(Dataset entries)
PR #383, opened 2025-05-08
feat: Define connectionType for server

minuk-dev:
- In the opamp-spec document, the connection type is http or websocket.
  - ref. https://github.com/open-telemetry/opamp-spec/blob/main/specification.md#communication-model

> OpAMP protocol works over one of the 2 supported transports: plain HTTP connections and WebSocket connections.

- To define OpAMP server, a developer should be define `ConnectionCallbacks` and manage connections using `OnConnected` and `OnConnectionClose`. However, a way to handle the two type of connections are different.:
  - For example, http connection cannot send message, so if the server want to send `ServerToAgent` message, wait for the its next connection. (= next polling)

- So, IMO, the `Connection` provides a method to find connection type.

### DIFF
--- a/server/httpconnection.go
+++ b/server/httpconnection.go
@@ -35,6 +35,10 @@ func (c httpConnection) Send(_ context.Context, _ *protobufs.ServerToAgent) erro
 	return ErrInvalidHTTPConnection
 }
 
+func (c httpConnection) Type() types.ConnectionType {
+	return types.ConnectionTypeHTTP
+}
+
 func (c httpConnection) Disconnect() error {
 	// Disconnect() should not be called for plain HTTP connection.
 	return ErrInvalidHTTPConnection
--- a/server/types/connection.go
+++ b/server/types/connection.go
@@ -7,11 +7,26 @@ import (
 	"github.com/open-telemetry/opamp-go/protobufs"
 )
 
+const (
+	// ConnectionTypeHTTP is the type of a plain HTTP connection.
+	ConnectionTypeHTTP ConnectionType = "http"
+	// ConnectionTypeWebSocket is the type of a WebSocket connection.
+	ConnectionTypeWebSocket ConnectionType = "websocket"
+)
+
+// ConnectionType is the type of a connection.
+// It can be one of ConnectionTypeHTTP or ConnectionTypeWebSocket.
+type ConnectionType string
+
 // Connection represents one OpAMP connection.
 // The implementation MUST be a comparable type so that it can be used as a map key.
 type Connection interface {
 	// Connection returns the underlying net.Conn
 	Connection() net.Conn
+
+	// Type returns the type of the connection.
+	// The type is one of http, websocket, or unknown.
+	Type() ConnectionType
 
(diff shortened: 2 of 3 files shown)


tigrannajaryan:
Unclear why this is necessary. The callbacks are intended to abstract away the differences between transports. Can you provide a specific code example where knowing the transport type is necessary and cannot be avoided?

minuk-dev:
> Unclear why this is necessary. The callbacks are intended to abstract away the differences between transports. Can you provide a specific code example where knowing the transport type is necessary and cannot be avoided?

Honestly, because making a sample code needs more time, I try to explain the cases.
But, I understand the cases can be ambiguous. If you would like to explain each cases as a code, I'll make it.

## Case 1. To detect that an agent is died unexpectedly.
- In the websocket case, the server easily determine the agent is dead because of the connection is disconnected.
- However, in the http case, the server cannot determine the agent is dead because the connection is instant.
  - To determine its liveness, if the connection is http, the server should implements additional logic.:
     - e.g. if a last http connection is over 2 * (http polling time), the agent is dead unexpectedly.

## Case 2. To send `ServerToAgent` message.
- When a user want to send serverToAgent message using opamp server, it is easy in the case of websocket connection, because finding `connection` in connection list & directly invoke `Send()` method.
- However, http connection is instant, the server cannot save the connection and saving connection is meaningless. So, we need to implement additional logic for the next connection of http.

## Case 3. To handle connectionMap.
- As I mentioned in the Case 2, http connection is instant and whenever to be connected, it is created.
- It means when the server handles many agents, unnecessarily register http connections to connectionMap & be deleted.

tigrannajaryan:
>In the websocket case, the server easily determine the agent is dead because of the connection is disconnected.

I am not sure this assertion is correct. The connection may drop briefly for a variety of reasons, not because the agent is dead. The agent may reconnect quickly.

I would still prefer to compute "time since last seen" to determine liveliness, regardless of the transport used.

>However, http connection is instant, the server cannot save the connection and saving connection is meaningless. So, we need to implement additional logic for the next connection of http.

I do not see why it is necessary to save a connection. To deliver something to an agent the server should remember the agent's instanceid and next time the agent connects the server can send whatever is necessary in the response when using http connection. This can be determined by error returned by Send() method of the Connection. If it fails (which it will with http transport) the server is supposed to deliver whatever it was trying at the next opportunity. Note that this is also required for WebSocket connection, since Send() is not guaranteed to succeed, it is always possible for Send() to fail because of network errors.

>It means when the server handles many agents, unnecessarily register http connections to connectionMap & be deleted.

That is one possible approach. Another approach is to keep connections in the map and only delete them after the particular agent is not seen for a period of time.

To summarize: I am not convinced any of these cases are better served by knowing the connection type.

minuk-dev:
> This can be determined by error returned by Send() method of the Connection. If it fails (which it will with http transport) the server is supposed to deliver whatever it was trying at the next opportunity.

Thank you. I understand. 

> To summarize: I am not convinced any of these cases are better served by knowing the connection type.

I understand you. I close this PR. Thank you for your detailed description.

Issue #179, opened 2023-06-27
Set `agent_disconnect` on disconnect


srikanthccv:
Related to https://github.com/open-telemetry/opamp-go/pull/174. Client initiated disconnect should set the `agent_disconnect` and send the `AgentToServer` message.

PR #384, opened 2025-05-08
fix: Send AgentToServer.agent_disconnect when client is stopped.

minuk-dev:
- In the [opamp-spec document](https://github.com/open-telemetry/opamp-spec/blob/main/specification.md#agenttoserveragent_disconnect), 
  > AgentDisconnect MUST be set in the last AgentToServer message sent from the Client to the Server.

- But, currently there is no implementation for it.
  - Because of it, the below issue occurs.
    - https://github.com/open-telemetry/opentelemetry-collector-contrib/issues/39676

- To resolve it, ensure to send `AgentToServer.agent_disconnect` when the client's `Stop()`.

[Edit]
related to #179 

[Edit - 2]
- To ensure to send last scheduled message, when client is stopped.

### DIFF
--- a/client/wsclient.go
+++ b/client/wsclient.go
@@ -116,6 +116,13 @@ func (c *wsClient) Start(ctx context.Context, settings types.StartSettings) erro
 }
 
 func (c *wsClient) Stop(ctx context.Context) error {
+	// AgentDisconnect MUST be set in the last AgentToServer message sent from the Client to the Server.
+	c.sender.NextMessage().Update(
+		func(msg *protobufs.AgentToServer) {
+			msg.AgentDisconnect = &protobufs.AgentDisconnect{}
+		},
+	)
+	c.sender.ScheduleSend()
 	return c.common.Stop(ctx)
 }
 
--- a/client/clientimpl_test.go
+++ b/client/clientimpl_test.go
@@ -516,15 +516,23 @@ func TestFirstStatusReport(t *testing.T) {
 
 		// Start a Server.
 		srv := internal.StartMockServer(t)
+		var isFirstSrvMessage atomic.Bool
+		isFirstSrvMessage.Store(true)
 		srv.OnMessage = func(msg *protobufs.AgentToServer) *protobufs.ServerToAgent {
-			assert.EqualValues(t, 0, msg.SequenceNum)
-			return &protobufs.ServerToAgent{
-				InstanceUid:  msg.InstanceUid,
-				RemoteConfig: remoteConfig,
+			if isFirstSrvMessage.Load() {
+				isFirstSrvMessage.Store(false)
+				assert.EqualValues(t, 0, msg.SequenceNum)
+				return &protobufs.ServerToAgent{
+					InstanceUid:  msg.InstanceUid,
+					RemoteConfig: remoteConfig,
+				}
 			}
+			return &protobufs.ServerToAgent{InstanceUid: msg.InstanceUid}
 		}
 
 		// Start a client.
+		var isFirstClientMessage atomic.Bool
+		isFirstClientMessage.Store(true)
 		var connected, remoteConfigReceived int64
 		settings := types.StartSettings{
 			Callbacks: types.Callbacks{
@@ -532,10 +540,13 @@ func TestFirstStatusReport(t *testing.T) {
 					atomic.AddInt64(&connected, 1)
 				},
 				OnMessage: func(ctx context.Context, msg *types.MessageData) {
-					// Verify that the client received exactly the remote config that
-					// the Server sent.
-					assert.True(t, proto.Equal(remoteConfig, msg.RemoteConfig))
-					atomic.AddInt64(&remoteConfigReceived, 1)
+					if isFirstClientMessage.Load() {
+						isFirstClientMessage.Store(false)
+						// Verify that the client received exactly the remote config that
+						// the Server sent.
+						assert.True(t, proto.Equal(remoteConfig, msg.RemoteConfig))
+						atomic.AddInt64(&remoteConfigReceived, 1)
+					}
 				},
 			},
 			Capabilities: protobufs.AgentCapabilities_AgentCapabilities_AcceptsRemoteConfig,
--- a/client/internal/mockserver.go
+++ b/client/internal/mockserver.go
@@ -63,7 +63,7 @@ func newMockServer(t *testing.T) (*MockServer, *http.ServeMux) {
 				return
 			}
 
-			srv.handleWebSocket(t, w, r)
+			srv.handleWebSocket(w, r)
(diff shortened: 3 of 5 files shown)


client/internal/clientcommon.go
```diff
@@ -169,11 +175,24 @@ func (c *ClientCommon) Stop(ctx context.Context) error {
...
+	lastMsgCtx, lastMsgCancel := context.WithTimeout(ctx, defaultClientAgentDisconnectTimeout)
+	defer lastMsgCancel()
+
 	c.isStoppingMutex.Lock()
 	cancelFunc := c.runCancel
 	c.isStoppingFlag = true
 	c.isStoppingMutex.Unlock()
 
+	// Wait until the last message is sent.
+	<-lastMsgCtx.Done()
```
tigrannajaryan, line 194: Doesn't this unconditionally wait for `defaultClientAgentDisconnectTimeout`? What's the point of having this as a separate context?

tigrannajaryan: I think the desirable behavior is to wait until the message is sent. For http transport we should wait until an http response is received. For WS transport I think we should send the message and initiate a graceful socket shutdown.

minuk-dev: > For WS transport I think we should send the message and initiate a graceful socket shutdown. The spec defines the behavior for WS:
> To close a connection the Client MUST first send an AgentToServer message with agent_disconnect field set. The Client MUST then send a WebSocket [Close](https://datatracker.ietf.org/doc/html/rfc6455#section-5.5.1) control frame and follow the procedure defined by WebSocket standard.

Oh, I missed the spec. Sorry for my mistake. Do you think it is better not to send "agent_disconnect" in http case?

minuk-dev: > it honours the input context. Still, I don't think this is what we want to do.

(If I'm wrong, please feel free to talk. If there is an error, I apologize 🙇 ).

## In the websocket case

```
ClientCommon.StartConnectAndRun() // create runCtx & runCancel
|- wsClient.runUntilStopped(ctx context.Context)
|-- wsClient.runOneCycle(ctx context.Context) // create senderCtx & stopSender
|--- WSSender.Start(ctx context.Context, conn *websocket.Conn)
|---- WSSender.run(ctx context.Context)
```

- `WSSender.run`'s ctx is `senderCtx` which is a child context of `runCtx`.:
  - It means when we call `cancelFunc` (=`c.runCancel`), we cannot guarantee to send the last `AgentToServer` message.
- And because we set `isStoppingFlag` as true, `wsClient.runUntilStopped()`'s for loop will be end. and also `ClientCommon.StartConnectAndRun()` also will be end.

- So, we can wait `<-lastMsgCtx.Done()` for its graceful shutdown before cancel when we set `isStoppingFlag` as true.

## In the http case

```
ClientCommon.StartConnectAndRun() // create runCtx & runCancel
|- httpClient.runUntilStopped(ctx context.Context)
|-- HTTPSender.Run(ctx context.Context, ...)
```

- Hmm... I'm sorry. It looks always wait for `defaultClientAgentDisconnectTimeout`.  I think I should fix it to gracefully shutdown.

tigrannajaryan:
Sorry for the delay. I suggest that for now we implement agent_disconnect for WebSocket only. If necessary we can add it for http transport later.

client/internal/clientcommon.go
minuk-dev: I think this conversation was resolved because only websocket is supported.
ref.  https://github.com/open-telemetry/opamp-go/pull/384#issuecomment-2922502252

client/wsclient.go
```diff
@@ -114,6 +114,13 @@ func (c *wsClient) Start(ctx context.Context, settings types.StartSettings) erro
 }
 
 func (c *wsClient) Stop(ctx context.Context) error {
+	// AgentDisconnect MUST be set in the last AgentToServer message sent from the Client to the Server.
+	c.sender.NextMessage().Update(
+		func(msg *protobufs.AgentToServer) {
+			msg.AgentDisconnect = &protobufs.AgentDisconnect{}
+		},
+	)
+	c.sender.ScheduleSend()
```
tigrannajaryan, line 125: This schedules the sending but does not wait for sending to be done. The `Stop()` below cancels the context of the runner which checks for pending sending messages and sends them. I think this means that there is no guarantee that the scheduled message will be sent. It may or may not be sent depending on who wins the race.

I may be missing something in my analysis, please correct me if so.

minuk-dev: Condition

goroutine 1:
wsSender.Start(startCtx, conn)
|-wsSender.run()

goroutine 2:
wsClient.Stop(stopCtx)
|-wsSender.Stop(stopCtx)

---
Case 1. if startCtx is done:

```go
		case <-ctx.Done():
			select {
			// If there is a pending message, we will try to send it before closing the connection.
			case <-s.hasPendingMessage:
				stopCtx, cancel := context.WithTimeout(context.Background(), defaultSendCloseMessageTimeout)
				defer cancel()
				s.sendNextMessage(stopCtx)
			default:
			}
```
- sendNextMessage()

Case 2. Stop() is called:
- wait for stoppedSignal after trigger `runCancel()`.:
  - `runCancel()` triggers case 1.

```go
	// Wait until stopping is finished.
	select {
	case <-ctx.Done():
		return ctx.Err()
	case <-c.stoppedSignal:
	}
```

agardnerIT:
I believe this logic should be added to HTTP too in order for the collector to be spec-compliant.

tigrannajaryan:
The build is failing because of a bug that will be fixed by https://github.com/open-telemetry/opamp-go/pull/425
Need to wait for that PR to be merged first.

minuk-dev:
> I believe this logic should be added to HTTP too in order for the collector to be spec-compliant.

@agardnerIT I agree with you. But, I think the spec is ambiguous.
But, if we try to send `agent_disconnect`, we should one more `AgentToServer` message http.

https://github.com/open-telemetry/opamp-spec/blob/main/specification.md#websocket-transport-opamp-client-initiated

> To close a connection the Client MUST first send an AgentToServer message with agent_disconnect field set. The Client MUST then send a WebSocket [Close](https://datatracker.ietf.org/doc/html/rfc6455#section-5.5.1) control frame and follow the procedure defined by WebSocket standard.

Should we suggest to add the spec like
"The Client SHOULD send the AgentToServer message with agent_disconnect field set, if the Client is HTTP"?
Honestly, I'm not sure about it. Because sometimes, the http client is hard to send additional message.
So I agree https://github.com/open-telemetry/opamp-go/pull/384#discussion_r2080829073 this review.

Could you please open new issue to discuss it, if you need?
Honestly, this PR is too longly opened... I'm not enough time to do it.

• **Task instructions**
All that is wanted is a faithful reproduction of the line above with "The build is", the line with "spec is ambiguous.", and every line in between.

• **Solution to this problem**
The build is failing because of a bug that will be fixed by https://github.com/open-telemetry/opamp-go/pull/425
Need to wait for that PR to be merged first.

minuk-dev:
> I believe this logic should be added to HTTP too in order for the collector to be spec-compliant.

@agardnerIT I agree with you. But, I think the spec is ambiguous.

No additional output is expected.